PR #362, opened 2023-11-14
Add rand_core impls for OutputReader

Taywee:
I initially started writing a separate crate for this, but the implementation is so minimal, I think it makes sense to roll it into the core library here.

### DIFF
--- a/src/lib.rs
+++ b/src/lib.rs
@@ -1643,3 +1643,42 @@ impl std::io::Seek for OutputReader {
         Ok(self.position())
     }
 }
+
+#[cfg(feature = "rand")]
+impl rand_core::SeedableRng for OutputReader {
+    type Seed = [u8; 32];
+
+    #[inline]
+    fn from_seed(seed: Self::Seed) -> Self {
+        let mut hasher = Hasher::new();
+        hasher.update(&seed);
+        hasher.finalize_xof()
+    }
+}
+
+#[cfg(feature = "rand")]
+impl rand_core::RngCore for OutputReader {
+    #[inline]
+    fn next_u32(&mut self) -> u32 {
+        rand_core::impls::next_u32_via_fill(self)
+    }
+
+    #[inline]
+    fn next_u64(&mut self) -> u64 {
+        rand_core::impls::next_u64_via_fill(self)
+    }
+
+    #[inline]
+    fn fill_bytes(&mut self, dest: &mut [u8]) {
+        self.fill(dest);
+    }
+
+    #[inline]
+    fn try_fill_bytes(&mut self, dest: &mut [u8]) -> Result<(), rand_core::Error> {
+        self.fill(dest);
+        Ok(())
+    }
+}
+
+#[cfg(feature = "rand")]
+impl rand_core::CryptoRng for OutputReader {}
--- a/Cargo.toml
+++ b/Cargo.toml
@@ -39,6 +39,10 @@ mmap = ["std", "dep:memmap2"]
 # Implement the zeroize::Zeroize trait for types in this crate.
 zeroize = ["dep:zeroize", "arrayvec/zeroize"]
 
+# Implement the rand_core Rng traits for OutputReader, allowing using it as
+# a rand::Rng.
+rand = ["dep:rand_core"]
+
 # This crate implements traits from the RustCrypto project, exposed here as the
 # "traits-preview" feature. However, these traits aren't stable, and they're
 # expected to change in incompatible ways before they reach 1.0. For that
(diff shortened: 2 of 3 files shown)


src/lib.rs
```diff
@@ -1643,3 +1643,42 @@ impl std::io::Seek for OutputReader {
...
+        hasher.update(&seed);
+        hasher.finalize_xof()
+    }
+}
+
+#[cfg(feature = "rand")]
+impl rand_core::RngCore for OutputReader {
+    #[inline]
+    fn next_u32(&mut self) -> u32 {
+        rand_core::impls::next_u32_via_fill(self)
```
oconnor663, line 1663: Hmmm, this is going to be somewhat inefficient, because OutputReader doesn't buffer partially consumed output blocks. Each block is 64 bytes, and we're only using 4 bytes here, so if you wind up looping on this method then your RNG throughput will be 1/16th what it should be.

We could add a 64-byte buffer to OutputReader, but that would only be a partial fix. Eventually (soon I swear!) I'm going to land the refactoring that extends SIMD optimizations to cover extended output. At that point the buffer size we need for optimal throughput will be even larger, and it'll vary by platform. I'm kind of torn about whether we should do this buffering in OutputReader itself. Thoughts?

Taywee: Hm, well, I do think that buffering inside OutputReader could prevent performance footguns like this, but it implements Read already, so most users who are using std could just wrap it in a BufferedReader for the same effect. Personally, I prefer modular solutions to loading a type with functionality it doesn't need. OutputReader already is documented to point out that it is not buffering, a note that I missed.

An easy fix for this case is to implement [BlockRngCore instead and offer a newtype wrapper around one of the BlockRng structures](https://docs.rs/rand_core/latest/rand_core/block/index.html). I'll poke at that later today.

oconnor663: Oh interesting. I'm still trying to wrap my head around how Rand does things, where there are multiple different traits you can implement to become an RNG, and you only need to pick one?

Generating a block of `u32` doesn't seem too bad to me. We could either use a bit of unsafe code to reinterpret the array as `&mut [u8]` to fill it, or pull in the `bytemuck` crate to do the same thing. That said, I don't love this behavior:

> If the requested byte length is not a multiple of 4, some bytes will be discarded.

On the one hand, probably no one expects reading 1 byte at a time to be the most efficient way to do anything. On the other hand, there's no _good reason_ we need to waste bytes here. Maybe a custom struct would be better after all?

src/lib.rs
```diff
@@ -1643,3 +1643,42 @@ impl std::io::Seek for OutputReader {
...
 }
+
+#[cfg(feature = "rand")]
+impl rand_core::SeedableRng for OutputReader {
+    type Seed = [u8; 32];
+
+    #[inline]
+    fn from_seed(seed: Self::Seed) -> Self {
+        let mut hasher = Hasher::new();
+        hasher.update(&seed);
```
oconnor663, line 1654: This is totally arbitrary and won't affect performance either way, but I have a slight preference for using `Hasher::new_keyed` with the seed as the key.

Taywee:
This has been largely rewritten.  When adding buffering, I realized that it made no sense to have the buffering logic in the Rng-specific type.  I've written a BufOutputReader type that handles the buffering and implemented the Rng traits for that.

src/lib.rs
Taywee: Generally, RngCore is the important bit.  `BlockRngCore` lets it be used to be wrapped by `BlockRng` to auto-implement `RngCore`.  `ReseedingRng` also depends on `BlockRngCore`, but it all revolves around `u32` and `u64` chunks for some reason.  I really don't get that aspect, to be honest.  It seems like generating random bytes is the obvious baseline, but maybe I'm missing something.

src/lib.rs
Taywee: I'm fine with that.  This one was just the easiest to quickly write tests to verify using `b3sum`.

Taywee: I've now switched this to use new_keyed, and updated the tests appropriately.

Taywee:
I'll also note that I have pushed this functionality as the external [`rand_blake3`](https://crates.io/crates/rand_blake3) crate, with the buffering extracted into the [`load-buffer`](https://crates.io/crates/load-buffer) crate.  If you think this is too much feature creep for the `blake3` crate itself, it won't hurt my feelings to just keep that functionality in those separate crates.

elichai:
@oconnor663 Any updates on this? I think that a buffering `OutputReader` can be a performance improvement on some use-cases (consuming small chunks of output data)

---+---

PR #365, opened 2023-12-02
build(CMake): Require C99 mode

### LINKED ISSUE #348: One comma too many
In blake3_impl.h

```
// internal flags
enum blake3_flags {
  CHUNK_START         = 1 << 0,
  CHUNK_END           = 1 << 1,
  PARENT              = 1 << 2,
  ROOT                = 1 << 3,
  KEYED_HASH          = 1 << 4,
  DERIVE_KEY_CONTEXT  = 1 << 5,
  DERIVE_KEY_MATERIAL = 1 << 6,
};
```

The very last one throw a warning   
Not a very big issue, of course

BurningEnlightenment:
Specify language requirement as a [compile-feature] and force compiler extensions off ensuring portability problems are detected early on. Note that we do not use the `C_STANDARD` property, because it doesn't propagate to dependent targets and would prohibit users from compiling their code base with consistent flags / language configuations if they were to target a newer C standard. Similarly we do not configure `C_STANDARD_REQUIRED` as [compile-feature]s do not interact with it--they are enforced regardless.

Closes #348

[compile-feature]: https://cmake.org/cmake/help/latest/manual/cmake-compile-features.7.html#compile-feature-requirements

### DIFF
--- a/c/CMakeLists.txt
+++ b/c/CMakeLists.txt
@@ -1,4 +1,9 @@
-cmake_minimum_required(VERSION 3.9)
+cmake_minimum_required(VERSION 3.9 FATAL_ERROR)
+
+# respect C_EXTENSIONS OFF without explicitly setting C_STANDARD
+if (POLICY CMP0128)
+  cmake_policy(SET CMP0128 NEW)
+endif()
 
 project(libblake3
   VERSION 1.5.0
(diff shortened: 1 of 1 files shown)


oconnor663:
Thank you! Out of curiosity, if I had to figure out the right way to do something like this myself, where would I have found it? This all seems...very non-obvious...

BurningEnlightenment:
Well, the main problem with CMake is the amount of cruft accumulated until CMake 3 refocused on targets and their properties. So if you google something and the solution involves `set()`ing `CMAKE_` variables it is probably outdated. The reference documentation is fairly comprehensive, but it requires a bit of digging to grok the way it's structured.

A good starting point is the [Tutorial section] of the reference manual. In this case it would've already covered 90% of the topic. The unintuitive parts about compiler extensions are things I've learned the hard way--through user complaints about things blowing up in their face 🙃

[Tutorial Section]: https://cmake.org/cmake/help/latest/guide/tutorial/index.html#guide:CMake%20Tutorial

---+---

Every line above from the line with "oconnor663: Oh interesting." to the line with "will be discarded.", both included, must be reproduced exactly, and no other line may appear.

* Completed task *
oconnor663: Oh interesting. I'm still trying to wrap my head around how Rand does things, where there are multiple different traits you can implement to become an RNG, and you only need to pick one?

Generating a block of `u32` doesn't seem too bad to me. We could either use a bit of unsafe code to reinterpret the array as `&mut [u8]` to fill it, or pull in the `bytemuck` crate to do the same thing. That said, I don't love this behavior:

> If the requested byte length is not a multiple of 4, some bytes will be discarded.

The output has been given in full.